Abstract

FORMULATION AND EVALUATION OF IMMEDIATE RELEASE TABLETS OF ISONIAZID AND PYRIDOXINE HYDROCHLORIDE

Debjyoti Nag, Sudipta Das* and Arnab Samanta

ABSTRACT

The objective of the present study was to formulate and evaluate the Isoniazid (INH) and Pyridoxine HCl (Vitamin B6) immediate release tablets. The tablets were prepared by wet granulation technique using excipients such microcrystalline cellulose (MCC), starch, magnesium stearate and talc. DSC study shows there was no interaction between drug and excipients. The granules were evaluated by determining the angle of repose, bulk density, tapped density, Hausner ratio and Carr’s index. The angle of repose was found to be between 22.89º±0.45º to 29.41º±1.40º. The value of Carr’s index, Hausner ratio and the angle of repose of the granules showed good flow properties.

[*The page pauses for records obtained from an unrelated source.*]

PR #582, opened 2017-11-21
Tiered Select: Key Listeners

nickwmurphy:
### Summary
- Added support for arrow up, down, left, and right and enter keys
- Removing `itemsTitle` because there the data model does not support it in the intended fashion

### Screenshots
tiered-select-key-listeners


tiered-select/src/TieredSelect.scss
```diff
@@ -213,10 +214,9 @@ $totalH: 328px;
   cursor: pointer;
   font-size: 13px;
   line-height: 20px;
-  margin: 8px 0;
-  padding: 0 16px;
+  padding: 8px 16px;
 
-  &:hover {
+  &.focusedItem {
```
chrisarevir: Seems like this is a consistent property of focusedItem, does it need to be in multiple places?

PR #583, opened 2017-11-21
ControlledSelect

nickwmurphy:
### Summary
- To allow for flexibility in data filtering, this branch exports `ControlledSelect` by default. `ControlledSelect` applies a basic character-matching filter method to `data`. (that method is exported as `defaultSearchFn`).
- `Select` is also exported, but with no internal support for filtering. The `onSearch` prop still allows a developer to extract the user's search term and perform custom filtering on `data`.
- Add support for `titleValue` to be a node as well as a string (for example, a client could pass tokens into the `titleValue` area).
- Remove `renderGroup` prop (`renderItem` remains)
- Remove `shouldFilter` prop
- Added `value` prop to `Select` for the search input

Below is a trimmed version of `ControlledSelect`. It essentially just wraps `Select` and controls the `onSearch`, `data`, and `value` props in a way that is considered most common.
```
export function defaultSearchFn({ data, value = '', valueField = 'value' }) { ... }

export default class ControlledSelect extends React.Component {
  constructor(props) {
    super(props);

    this.state = {
      data: props.data,
      value: ''
    };
  }

  componentWillReceiveProps({ data }) {
    this.setState({ data });
  }

  onSearch = ({ value, scope }) => {
    let { data } = this.props;
    const { valueField } = this.props;

    data = defaultSearchFn({ data, value, valueField });

    this.setState({ data, value });
    this.props.onSearch({ value, scope });
  }

  render() {
    return (
      <Select {...{ props }} />
    );
  }
}
```

### Questions
1. Where should `defaultSearchFn` be exported from? (answer: `ControlledSelect`)
2. Where should `SELECT_ANALYTICS` be exported from? (answer: `Select`)

### To Do
- When using `ControlledSelect` and calling `setState()` in the `onSearch` prop, filtering does not work as expected. Need to fully understand why and fix or document. (answer: @dancingshell fixed this)
- Add testing coverage for `ControlledSelect`

### Other
- Removed all remnants of `storybook`
- Removed `hasFocus` as part of the internal state of `Dropdown` (wasn't necessary)


select/README.md
```diff
@@ -4,6 +4,10 @@ A select with support for group or individual selections.
 
 # Change Log
 
+##### 9.1.0
+- Add support for `titleValue` to be a node
+- Remove `shouldFilter` prop (was doing the same as `searchable`)
```
piercefrawley: nice!

ben-burlingham:
1 - directory bulk add picker has different renderers, so if there's a way to support that perhaps there's no need for both
2 - `searchable` seems best, I think you made a good call there

select/sandbox/sandbox.jsx
```diff
@@ -1,5 +1,120 @@
...
+          onSearch={this.onSearch}
+          onSelect={this.onSelect}
+          onSelectAll={this.onSelectAll}
+          renderEmpty={this.renderEmpty}
+          renderGroup={this.renderGroup}
+          renderItem={this.renderItem}
+          searchable
+          slotBottom={slotBottom}
+          slotTitle={slotTitle}
+          style={{ width: '250px' }}
```
ben-burlingham: hmm

nickwmurphy: This is from a while ago. Each `Select` was getting its own stylesheet to set its width in Procore, so this is a way to avoid having a stylesheet for every sized `Select`. We should explore other methods maybe?

ben-burlingham: Sure, no opinions here, just suspicious of inline styles

select/src/Dropdown.jsx
```diff
@@ -247,55 +202,66 @@ export default class Dropdown extends React.Component {
...
-          onClick={() => { onItemClick(item); }}
-          onMouseMove={() => this.onHoverItem(i)}
-        >
-          {renderGroup ? renderGroup(item, i) : item[valueField]}
-        </div>
-      )) : null;
-
-    const selectAll = onSelectAll && data.length
-      ? (<button className={styles.controlsButton} onClick={this.onSelectAll} tabIndex={-1} type='button'>
+    const { focusedItem } = this.state;
```
dancingshell: NB: this is unused in render

select/src/ControlledSelect.jsx
```diff
@@ -0,0 +1,175 @@
...
+
+    if (match && item.children) {
+      collect(item.children, included);
+    }
+
+    return match || included.find(i => i === item.key);
+  });
+}
+
+export default class ControlledSelect extends React.Component {
```
dancingshell: are we going with `ControlledSelect` for the name?

nickwmurphy: @ben-burlingham @piercefrawley ?

select/src/ControlledSelect.jsx
```diff
@@ -0,0 +1,175 @@
...
+    super(props);
+
+    this.state = {
+      data: props.data,
+      value: ''
+    };
+  }
+
+  componentWillReceiveProps({ data }) {
+    this.setState({ data });
```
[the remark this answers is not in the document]
nickwmurphy: 👍 done

select/src/ControlledSelect.jsx
```diff
@@ -0,0 +1,175 @@
...
+  }
+
+  onSearch = ({ value, scope }) => {
+    let { data } = this.props;
+    const { valueField } = this.props;
+
+    data = defaultSearchFn({ data, value, valueField });
```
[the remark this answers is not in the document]
nickwmurphy: 👍 done

select/src/ControlledSelect.jsx
```diff
@@ -0,0 +1,175 @@
...
+
+    this.setState({ data, value });
+    this.props.onSearch({ value, scope });
+  }
+
+  render() {
+    const { data, value } = this.state;
+
+    return (
+      <Select
```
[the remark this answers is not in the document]
nickwmurphy: 👍 done

select/src/Dropdown.jsx
```diff
@@ -39,72 +16,50 @@ export default class Dropdown extends React.Component {
...
-    onSearch: () => {},
     onSelectAll: null,
     renderEmpty: null,
-    renderGroup: null,
     renderItem: null,
-    searchable: false,
-    shouldFilter: false,
-    slotBottom: null,
-    valueField: 'value'
+    slotBottom: null
```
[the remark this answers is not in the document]
nickwmurphy: Is required by `Dropdown`, default is in `Select`

select/src/Dropdown.jsx
nickwmurphy: It is! Promise.

select/src/Dropdown.jsx
```diff
@@ -157,7 +112,7 @@ export default class Dropdown extends React.Component {
 
   onSearch = (evt) => {
     const { value } = evt.target;
-    this.setState({ focusedItem: 0, value }, () => {
+    this.setState({ focusedItem: 0 }, () => {
```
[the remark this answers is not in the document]
nickwmurphy: 👍 done

PR #586, opened 2017-11-26
Modal Positioning

nickwmurphy:
### Summary
- Prevent `documentElement` from scrolling while open (this is the desired UX behavior)
- Use position: fixed instead of absolute (this allows the overlay to cover the entire body and not just the component's parent
- Linting (changed a few small things to match other particles)
- Updated padding to better match mocks

### Questions
1. Should we set a really high `z-index` on this particle or just leave it up to the client to pass one if needed? Fixed positioning should place the overlay and modal on top of most elements by default.


modal/src/Modal.scss
```diff
@@ -5,33 +5,34 @@
   height: 100vh;
   justify-content: center;
   left: 0;
-  position: absolute;
+  position: fixed;
   top: 0;
   transition: opacity 0.15s ease-out;
   width: 100%;
+  z-index: 10000;
```
nickwmurphy: Yes or no? In Procore, the sidebar uses some fixed positioned elements with z-indices, so in pretty much every case, this will need to be passed in if not included here in the base particle.

ben-burlingham: This seems reasonable, one of the few exceptions :)

modal/src/Modal.scss
```diff
@@ -5,33 +5,34 @@
...
 
 .header {
   border-radius: 4px 4px 0 0;
-  padding: 32px 48px;
+  padding: 32px 88px 24px 48px;
 }
 
 .body {
-  padding: 32px 48px;
+  padding: 24px 48px;
```
ben-burlingham: You sure these are right? I think I was following the InVision prototypes fairly closely 🤔

modal/src/Modal.scss
```diff
@@ -5,33 +5,34 @@
...
+  box-shadow: 0 3px 6px 0 rgba(0, 0, 0, 0.23), 0 3px 6px 0 rgba(0, 0, 0, 0.16);
   line-height: 24px;
   min-width: 520px;
   position: relative;
 }
 
 .header {
   border-radius: 4px 4px 0 0;
-  padding: 32px 48px;
+  padding: 32px 88px 24px 48px;
```
ben-burlingham: Side note mostly for remembering purposes - I'm not sure that the close button is available if the header content is not passed.  This should be fixed at some point.

modal/src/Modal.scss
nickwmurphy: Yup! It was like 95% correct, just a few touch ups.

modal/src/Modal.scss
nickwmurphy: Just checked, and it is still available when header is not passed 😄.

brock-noah:
Excited to see this! I actually made a component this weekend for anything that needs body lock behavior. 

I did the same thing to the body. Though on Windows computers, if the body has a scroll bar, the scroll bar disappears and the page body will shift a little. It seems like it would take a lot of work to handle this, so if UX is fine with this behavior or an eventual follow up, I'll make a PR for the plain component.

ben-burlingham:
> Though on Windows computers, if the body has a scroll bar, the scroll bar disappears and the page body will shift a little

Nice catch - just out of curiousity, how are you testing on Windows machines?

modal/src/Modal.scss
ben-burlingham: Awww yiss

brock-noah:
Run sandbox locally.
Use [ngrok](https://ngrok.com/).
Go to the URL from a Window machine.

PR #587, opened 2017-11-27
Km/calendar fixes

kedarmoghe:
fixing a bug with setting range (style related)


calendar/src/CalendarDay.jsx
```diff
@@ -28,23 +28,26 @@ const isBetweenRange = ({ committedDates, date, hoverDate, step }) => {
   const endDate = getEndDate(committedDates);
   const validHoveredDate = isValidHoveredDate(hoverDate);
 
+  let adsf = false;
```
ben-burlingham: Oops, looks like forgot to update to a more descriptive name here

PR #588, opened 2017-11-27
Text Input v3

nickwmurphy:
### Summary
- Add `autoFocus` prop
- _Breaking_: Add `clearable` prop
- Style updates


text-input/README.md
```diff
@@ -3,6 +3,12 @@ Text Input Component
 
 # Change Log
 
+##### 2.1.0
+- Add `autoFocus` prop
+- Add `clearable` prop
+- Add `type` prop
```
ben-burlingham: What's the use case for the `type` prop? Seems like a text input will always be `text`

text-input/src/TextInput.jsx
```diff
@@ -95,62 +110,77 @@ export default class TextInput extends React.Component {
...
+    const spinner = loading && (
+      <div className={this.styles.iconHolder}>
+        <span className={this.styles.spinner} />
+      </div>
+    );
+
+    return (
+      <div>
+        {clearButton}
+        {spinner}
```
dancingshell: NB: `{clearButton || spinner}`? I don't think they can happen at the same time. The logic in here could probably be cleaned up to make it more readable, but that can happen later

PR #592, opened 2017-11-28
Table - Added hover options for row and sidebar

tonynd:
### Summary
- Added `onRowHover` option. Ability to kick off an action when hovering over a row.
- Added `onSidebarCellHover` option. Ability to kick off an action when hovering over a sidebar cell.

- Both options returns the associated `rowData`.


table/README.md
```diff
@@ -4,6 +4,10 @@ A table component with checkboxes, sticky head, sticky right panel, and horizont
 
 # Change Log
 
+##### 10.2.2
```
dancingshell: New features = `10.3.0` patch

table/src/BodyRow.jsx
```diff
@@ -62,6 +63,8 @@ const BodyRow = ({
     className={styles.tableRow}
     style={{ minHeight: `${rowHeight}px` }}
     onClick={() => onClick(rowData)}
+    onMouseOver={() => onHover(rowData, 'enter')}
+    onMouseOut={() => onHover(rowData, 'leave')}
```
dancingshell: NB: I might vote for switching params interface to be `(type, data)`, but i don't feel that strongly either way

ben-burlingham:
Talked with @tonynd about this, it's a pretty complicated issue and will trigger a re-shuffle of the markup and the way the sidebar works.  I'll get on that soon.

For now, we can ship this solve to unblock @tonynd, with the caveat that it will not be the permanent fix.

PR #595, opened 2017-11-28
next.md attempt to consolidate breaking changes

dancingshell:
### Summary

This PR is a result of conversations regarding major version bumps for particles, in an attempt to consolidate breaking changes into one major release if it is possible.

Need a breaking change? Ask these questions:
1) Can I accomplish this in a different way that will make it backwards compatible?
    * **Yes?** -> Make non breaking change. If further breaking changes are still desired (for example to clean up prop names), log the desired change in the `NEXT.md` with your github handle so future implementors can contact you with any questions.
   * **No?** -> Prepare for major release by referencing the component's `NEXT.md` file to see if other changes were staged to go out in the next major release. You should take the lead to coordinate with the participants requesting these changes to arrange the release.
2) Keep `NEXT.md` up to date by checking off the requested changes once they are incorporated

This was a basic attempt to organize around this idea. I expect this to evolve with time as we see the flow in action. Feel free to leave feedback!


ben-burlingham:
This looks awesome - can we simplify the markdown a bit?  I'd suggest 
- Removing `isComplete` since if it's in the list, it's not complete
- Removing the `ul` `li` part (unless screenshot?) since it just adds to maintenance

So something that would pretty much just be a list:
- @theperson MM-DD-YYYY describe the thing that should be done with its notes
- @theperson MM-DD-YYYY describe the thing that should be done with its notes
- @theperson MM-DD-YYYY describe the thing that should be done with its notes

dancingshell:
@ben-burlingham here is a screenshot. My thoughts on `Is Complete` is that we would have a kind of running record, but I guess once it ii incorporated it would then be in the README. The gross `ul` `li` syntax was the only way to render checkboxes within a table. 

I'm open to getting rid of the table entirely though, if it's too confusing/clunky

screen shot 2017-11-28 at 2 45 13 pm

ben-burlingham:
Oh I see yeah that's pretty.

Well, gut reaction is yeah the clunkiness is a thing and might discourage people from using it.  Also, it might make it more difficult to check if a feature is already on the list.  

Doesn't matter too much, just personally feel it could be lightened up quite a bit.  Thanks for starting up this pattern!

table/NEXT.md
```diff
@@ -0,0 +1,6 @@
+### Next Major Version Should Include
+
+@chrisarevir `unclearable` -> `clearable` for `InlineDateSelect`
```
dancingshell: can we make these bullet checkboxes now that they aren't in the table?

ben-burlingham: How about just bullets, since once they're complete they'll be removed rather than checked?

PR #606, opened 2017-11-30
Table: Exporting TableWithStatefulCheckboxes decorator.

ben-burlingham:
### Summary
Thanks @RyanFuentes, we're making this dream a reality.

`<Table>` is dumb as a post, if you want checkbox management use the `<TableWithStatefulCheckboxes>` decorator.


RyanFuentes:
When all of a groups children are selected does the group become selected? I think that logic was left out of the sandbox code because it was a bit complex.

ben-burlingham:
Ahh good catch, I'll check that out.

RyanFuentes:
Same goes for the ALL checkbox

table/src/TableWithStatefulCheckboxes.jsx
```diff
@@ -0,0 +1,69 @@
...
+
+    const targetRowIds = this.props.data
+      .find(({ key }) => key.key === groupId)
+      .data
+      .map(r => r[this.props.idKey]);
+
+    if (value) {
+      this.setState({
+        checkedGroups: this.state.checkedGroups.concat(groupId),
+        checkedRows: this.state.checkedRows.concat(targetRowIds)
```
RyanFuentes: Not sure if this is a problem, but lets say there's a scenario where a group contains ids 1,2,3,4 and 5. If 1, 2, and 3 are all checked and then you check the group, will the checkedRows state have duplicates for 1, 2, and 3?

table/src/TableWithStatefulCheckboxes.jsx
```diff
@@ -0,0 +1,69 @@
...
+      });
+    }
+  }
+
+  onCheckAll = (value) => {
+    if (value) {
+      this.setState({
+        checkedGroups: this.props.data.map(({ key }) => key.key),
+        checkedRows: this.props.data
+          .reduce((acc, { data }) => acc.concat(data.map(d => d[this.props.idKey])), [])
```
RyanFuentes: Same question here regarding duplicates. It probably doesn't matter functionally if there are multiple identical ids stored in these arrays but it might be cleaner to convert the array to a set data type, add the ids, and then convert back to an array, or to only add the ids that don't already exist.

ben-burlingham:
Nice catch @RyanFuentes.  

It is not an issue on `onCheckAll` since all the checkboxes are assembled from scratch, but you're right on with the`onCheckGroup` issue.  I've made sure it's a `Set`.

PR #613, opened 2017-12-01
add qa tags

evandapolarbear:
### Summary
- Added a couple 'data-qaTag' to enable automated testing


date-select/src/DateSelect.jsx
```diff
@@ -419,6 +419,7 @@ export default class DateSelect extends React.Component {
       value.day || value.month || value.year ? (
         <button
           className={this.styles.clearButton}
+          data-qaTag='particlesDateSelectClearButton'
```
ben-burlingham: Can we also export an enum with these strings, similar to analytics?

evandapolarbear: 👍

PR #614, opened 2017-12-01
Select qa

evandapolarbear:
### Summary
- Added some qa tags


select/src/Select.jsx
```diff
@@ -207,6 +213,7 @@ export default class Select extends React.Component {
       ? (
         <button
           className={this.styles.caret}
+          data-qaTag='particlesSelectCaret'
```
ben-burlingham: enum

select/package.json
```diff
@@ -1,6 +1,6 @@
 {
   "name": "@particles/select",
-  "version": "9.0.2",
+  "version": "9.0.3",
```
ben-burlingham: minor? (new functionality)

PR #615, opened 2017-12-01
Removed setState callback from InlineSelect

dancingshell:
### Summary

- onSelect was not firing in React 15 clients, this fixes that 🙃


ben-burlingham:
...pending merge conflicts

PR #617, opened 2017-12-02
[Breadcrumb] Support for Custom Elements on Crumb

brock-noah:
### Issue
Support for React Router.
It would be nice to use the `Link` component with the `to` prop rather than something like
```
<Crumb onClick={e => routerProps.history.push('to')}>
```
(`Crumb` currently does not support `onClick` either for the above to work.)

Ideal:
```
<Crumb to="/location" element={Link} title="Location" />
```

### Change Log
- add `Crumb.props.element` for non active elements

React Router Link [supports](https://github.com/ReactTraining/react-router/blob/master/packages/react-router-dom/modules/Link.js#L76) this because it spreads the props and returns an `a`

### Discussion Topics:
- Is there a naming convention for this feature? Should the prop be called `element`, `component`, `tag`, etc.


ben-burlingham:
Not blocking - and pardon my ignorance, don't want to get involved, but can't help but weigh in here - it seems to me that this is a great example of where the declarative pattern is going a bit too far.

By obfuscating the markup in `Crumb`, we've now:
0. Made it more difficult to integrate with other applications (react router, IIRC)
1. Made one more maintenance task by looking for what element `Crumb` is. It's a `<div>`, which means we've
2. Lost support for hrefs (although the "href" property suggests a link is there?)
3. ...which we solve by wrapping an `<a>` with a set of more obfuscated props: `<a {...props}>{props.children}</a>`

So we've now created a problem and solved it with another layer of obfuscation.  I'm confused as to why the component simply wouldn't support passing it a data set of `{ href, label }`, having `.crumb` and `.active` classes, and call it a day.

Further, a novice initiate (sometimes referred to as "interns", or "me") may have trouble (or not want to spend the time) decoding this, and be inclined to not fix anything for fear of breaking something else.  Anyways, sorry to intrude.  👋

breadcrumb/src/Crumb.jsx
```diff
@@ -2,23 +2,25 @@ import React from 'react';
...
-export default function Crumb({ title, href, active, styles }) {
+export default function Crumb({ element: Element, title, href, active, styles, ...rest }) {
   const classes = cx(styles.crumb, { [styles.active]: active });
   if (active) {
-    return (<span className={classes}>{title}</span>);
+    return (<span {...rest} className={classes}>{title}</span>);
   }
 
-  return (<a href={href} className={classes}>{title}</a>);
+  return (<Element {...rest} href={href} className={classes}>{title}</Element>);
```
chrisarevir: It looks very flexible here, but at the same time I wonder what the use of this is now? Other than "being declarative", why not just use an `<a  {...} />` instead of a `<Crumb element={<a />} ... />`, which seems more `imperative` than `declarative`?

dancingshell: I also thought about using crumb as more or a styling wrapper and rending its children. I agree its almost superfluous at that point though 🤷‍♀️ 

```js
<Crumb><a href={href}>{title}</a></Crumb>
<Crumb><Link to={href}>{title}</Link></Crumb>
<Crumb active>{title}</Crumb>
```

brock-noah:
@ben-burlingham 

0. Not sure how it makes integration more difficult.  I added support for integrations by changing a hardcoded item to a variable.
1. `Crumb` is not a div
2. We never lost support for `href`
3. This allows you to pass in custom anchor elements, you don't have to use it

The component cannot use only `{ href, label }` because react-router handles the history navigation, not browser reloads from links.

breadcrumb/src/Crumb.jsx
brock-noah: @chrisarevir 
The issue with just an anchor is applying the style. We could write CSS like `.breadcrumbs a`. Maybe that is better.

We are not using `element={<a />} />`, it is `element={(propsFromCrumb) => <a />} />`. This allows `Crumb` to deal with providing custom/specific props (like class name) to a custom component that doesn't use an href for navigation.

@dancingshell 
I thought about that too. Similiar issue as I mentioned above, the class needs to be applied to the `a`. When having the wrapper with the class, say we add padding, you are not expanding the actual click area.

If we choose to make crumb just a wrapper like:
```
<Crumb active><a>Label</a></>
```
We would need CSS like `.crumb--active > a` to target anchors.

Maybe that is be preferable? I went for not changing the implementation in this PR. The anchor is taken care for you, but if you need custom anchors for whatever reason, you are free to pass in a component.

PR #1092, opened 2026-07-29
chore: update intentd submodule for override-aware auth-probe gate (intentd#725)

### LINKED ISSUE #1086: host.providerAuthStatus install gate ignores providers.paths overrides
Follow-up from the intent-hq/monorepo#1077 review (same class of gap as #1065, which fixed `host.providerDiscovery`).

**Problem:** the auth-probe install gate (`resolve_probe_binary` in `crates/intent-services/src/provider_auth.rs`) resolves each probe-able provider's binary via `find_provider_binary(provider_id, command, None)` — the explicit-path tier is never populated from settings. A provider that is only reachable through a valid `providers.paths` override is treated as *not installed* and short-circuits to `authenticated: null` without probing, even though spawn resolution (and, since intentd#717, `host.providerDiscovery`) would honor the override.

**User-visible consequence:** with a valid `providers.paths` override and no PATH-resolvable binary, the FE shows the provider's auth state as unknown/not-installed in `host.providerAuthStatus` (PROTOCOL.md §5.13) while discovery reports it installed — inconsistent surfaces.

**Fix direction:** read `providers.paths` at the services layer (precedent: the doctor fix in intentd#717 loads `SettingsFile`; discovery threads overrides from the transport layer) and pass the validated override into `find_provider_binary` as the explicit-path tier. Override keys should match spawn resolution (`ProviderConfig::primary_binary_provider_id`). Invalid overrides keep the existing fall-through semantics.

Related: #1065 (closed, discovery), intentd#717, intentd#707.

panghy:
Bumps the `packages/intentd` submodule to the merged squash of intent-hq/intentd#725 (`b368d3f`) and updates the `host.providerAuthStatus` documentation to match.

## What changed

- **Submodule bump**: `packages/intentd` now points at `b368d3f` — `fix(services): providerAuthStatus install gate honors providers.paths overrides (#725)`.
- **`docs/PROTOCOL.md`** (`host.providerAuthStatus`, install gate bullet only): the not-installed short-circuit now documents that valid `providers.paths` overrides (absolute path to an executable file, same validation as spawn resolution) count toward the gate for providers whose gate command is the registry primary (`auggie`, `opencode`, `droid`, `grok`); invalid overrides fall through to auto-detection. `claude-code`, `codex`, and `pi` gate on the real `claude` / `codex` / `pi` CLIs (distinct from the adapter binaries their override keys describe), so adapter overrides are ignored for their gates. `auggie`'s gate follows the `host.checkAuggie` precedence (`context.auggiePath` → `providers.paths.auggie`) before falling through to auggie auto-detection.

No wire shape changes — only which providers get probed.

## Verification

- `make check` and `make test` green from the monorepo root (fmt, clippy `-D warnings`, full cargo test workspace).

Refs intent-hq/intentd#725.

Closes #1086


panghy:
Reviewed against the intentd#725 squash (`b368d3f`) and the code at that commit. LGTM — approving.

**Verified:**

- **Gitlink**: `packages/intentd` moves `ca2d91c` → `b368d3fff56275c70895c53b894675f90a20d65e`, which is exactly the squash of intent-hq/intentd#725 (`fix(services): providerAuthStatus install gate honors providers.paths overrides`).
- **Doc accuracy** (checked against `crates/intent-services/src/provider_auth.rs`, `crates/intent-transport/src/host.rs`, and the provider registry at `b368d3f`):
  - Override honored only when the gate command IS the registry primary: `resolve_probe_binary` sets `override_applies = cfg.command == command`; registry primaries are `auggie`/`opencode`/`droid`/`grok` for those ids, so the doc's provider list is correct.
  - `claude-code`/`codex`/`pi` gate on the real `claude`/`codex`/`pi` CLIs while their registry primaries are the `claude-agent-acp`/`codex-acp`/`pi-acp` adapters — adapter overrides ignored, pinned by `special_case_gates_ignore_adapter_overrides`.
  - auggie precedence: the transport inserts `context.auggiePath` over `providers.paths.auggie` (`host.rs`, ProviderAuthStatus arm) and `resolve_probe_binary` falls through to `find_auggie` — matches the doc's `host.checkAuggie` precedence claim.
  - Invalid overrides fall through to auto-detection, pinned by `invalid_override_falls_through_to_auto_detection` and the auggie test.
  - No wire shape change: only the install gate's binary resolution changed; the `{ providers: [{ id, authenticated }] }` response is untouched.
- **Scope**: exactly 2 files — the gitlink and the single `host.providerAuthStatus` bullet in `docs/PROTOCOL.md`. No stray edits.
- **Conventional commits**: PR title and the single branch commit are both `chore: update intentd submodule for override-aware auth-probe gate (intentd#725)` — valid type, safe to squash-merge. `pr-title` check is green.

**Non-blocking nit:** the parenthetical "(an absolute path to an executable file — the same validation as spawn resolution)" is grouped over all four providers including `auggie`, but auggie's override validation is checkAuggie parity (existing file or symlink; need not be absolute or executable). The bullet's final sentence does state this explicitly ("same file/symlink validation"), so the semantics are fully documented — just a slight tension with the grouping sentence. Fine to leave as-is or tighten in a follow-up.

panghy:
Addressed the nit in `abfe8f6d`: the absolute+executable parenthetical now applies only to `opencode` / `droid` / `grok`, and `auggie`'s checkAuggie-parity (file/symlink) validation is stated where its precedence is described, so the grouping no longer implies auggie shares the spawn-resolution validation.

PR #1153, opened 2026-07-30
chore: expand .intent/config.json scripts to cover all Makefile targets

panghy:
Expands the saved scripts in `.intent/config.json` to cover all Makefile targets (adds `help`, `ensure-*-submodule`, `clean-dev`, `sweep`, `sweep-all`, `dev-daemon`, `release-daemon`, `run-intentd`, `run-fe`, `build-sidecar`, `dev`, `ios-open`, `ios-info`) and reorders existing entries. `dev` and `dev-daemon` are marked as service-mode scripts.

---

### DIFF
--- a/.intent/config.json
+++ b/.intent/config.json
@@ -112,20 +112,20 @@
     {
       "name": "release-daemon",
       "command": "make release-daemon",
-      "mode": "command",
-      "category": "other"
+      "mode": "service",
+      "category": "dev"
     },
     {
       "name": "run-intentd",
       "command": "make run-intentd",
-      "mode": "command",
-      "category": "other"
+      "mode": "service",
+      "category": "dev"
     },
     {
       "name": "run-fe",
       "command": "make run-fe",
-      "mode": "command",
-      "category": "other"
+      "mode": "service",
+      "category": "dev"
     },
     {
       "name": "build-sidecar",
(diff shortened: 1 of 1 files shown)


panghy:
**Review findings** (cross-checked every entry against the root `Makefile`):

✅ Coverage is complete: all 25 script entries map 1:1 to the 25 Makefile targets, no duplicates, JSON is valid, and `dev` / `dev-daemon` are correctly `service`-mode.

⚠️ One real issue — three long-running targets are marked `"mode": "command"` but should be `"service"` by the same rationale used for `dev`/`dev-daemon`:

| Script | Why it's long-running |
|---|---|
| `release-daemon` | Runs `intentd serve` — a daemon that blocks until stopped |
| `run-intentd` | Deprecated alias that invokes `release-daemon` (same behavior) |
| `run-fe` | Makefile comment says: "Long-running; does not exit until you stop it (Ctrl-C)" |

Command-mode runs are waited on with a timeout (default ~30s), so launching any of these as a `command` script will always time out with partial output instead of running as a supervised process.

Minor (non-blocking): `release-daemon`, `run-intentd`, and `run-fe` could also use `"category": "dev"` rather than `"other"`, consistent with `dev`/`dev-daemon`.

panghy:
Addressed: `release-daemon`, `run-intentd`, and `run-fe` are now `"mode": "service"` with `"category": "dev"` (commit 4956a77a).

The tablets were subjected to measurement of weight variation (within limit), drug content (97.56±0.13% to 101.16±0.14% for INH and 97.26±0.22% to 97.26±0.22% for Vitamin B6) hardness (5.666±0.60 to 7.666±0.68 kg/cm2), friability (less than 1%), disintegration time (6.21±0.42 to 16.48±1.11 minutes) and in-vitro release studies. The tablets were evaluated by simultaneous UV spectrophotometric method.In-vitro release profile indicates that formulation F2 and F7 gives most promising results, but formulation F7 showed minimum disintegration time and dissolution studies conclude that the more than 80% of drug was released within 15 minutes which is a desired criteria for immediate Release dosage form. The results also showed different parameters of stability studies of final batch (F7).

Keywords: Isoniazid, Pyridoxine HCl, Simultaneous UV spectrophotometric method, immediate release.